By the time you move forward together, you’ve both invested a lot of time, but it pays off.

“My brides almost always have animals, love to cook and bake, and enjoy hiking and adventure,” Garber notes. “I’m an awkward person, a little goofy, and they’re typically that way, too. We’re usually very comfortable with each other.”

It helps when the bride does her homework, Garber adds.

“When the bridal party actually reads the manual I put together about what to do leading up to and the day of the wedding, those weddings are a dream,” she says.

George recalls turning down two brides.

“I didn’t feel at peace just in the consultation on the phone,” she says. “Peace of mind is everything. On her wedding day, you want to create a gift for that bride, and the bride trusts you to do this. Her happiness lies in your hands”

Growth and Income

At first, George wanted to stick with the natural styling she knew. Some years back when clients started asking her to do Goddess Locs, a lucrative service that takes about 10 hours to complete, George was scared to put it on her menu. Finally, she practiced on a consenting client and on herself until she felt comfortable with the service. Now she includes it among her list of specialties.

“Keep your eye on the trend,” George advises now. “Choose what you think is your strength, but never feel comfortable where you are. Things change; techniques keep improving.”

Still, some styles continue to be mainstays year after year.

“Every year I think boho has run its course, and I anticipate crafting clean, elegant buns,” Garber says. “But then fall comes, and every fall it’s as if someone unlocked the floodgates to all things boho. People do what they like, and I’m all for that.”

With the freedom to set your hours and your prices, you can decide how quickly to grow but, as in a salon business, there is only so much time available.
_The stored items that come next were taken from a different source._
PR #7021, opened 2026-01-27
[Postfix] Configurable send permissions for alias addresses

FreddleSpl0it:
## Contribution Guidelines

### Short Description

This PR introduces a feature that gives admins control over whether alias addresses are permitted to send emails.

###  Affected Containers

- postfix-mailcow
- phpfpm-mailcow


miszterx:
May I ask regarding this PR?

I have installed this update, because i was really interested this new feature. 

I have an alias like:

group1@email.com
and there are 5 email inside the goto address list. Even inside this mailcow and outside the mailcow as well.

What I expected I can define a list of addresses who are allowed to send email to this alias.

Domoney had 47 weddings scheduled in 2022, and Garber does up to 50 weddings a year in spurts of one to three per weekend in season, although weekday weddings are becoming more common as well. In 2023, Garber is trying to keep one weekend a month free for family time.

While, like Domoney, some stylists see their earnings climb with a bridal specialty, the income comparison depends on your salon clientele. George generates high earnings from her extensions clients. Domoney, too, says you can make good money either way.

“If I have a $3,400 wedding, I will pay out about $2,000 to other team members and for expenses,” Domoney says. “That means my net profit will be $1,400 on one wedding in one day plus the rehearsal the day before. We get paid an additional fee to go on location—just to show up. But in salon work you might have an extensions client pay you $1500, and that hair might cost $400.” The profit, then, is $1,400 for bridal compared with $900 for the salon work, which gets done in less time.

So it comes down to fashioning the career you love.

“Be confident in what you do, and emphasize your strengths,” advises Darlynda George. “If you have passion and excitement for bridal styling, it will take you farther than you expect.”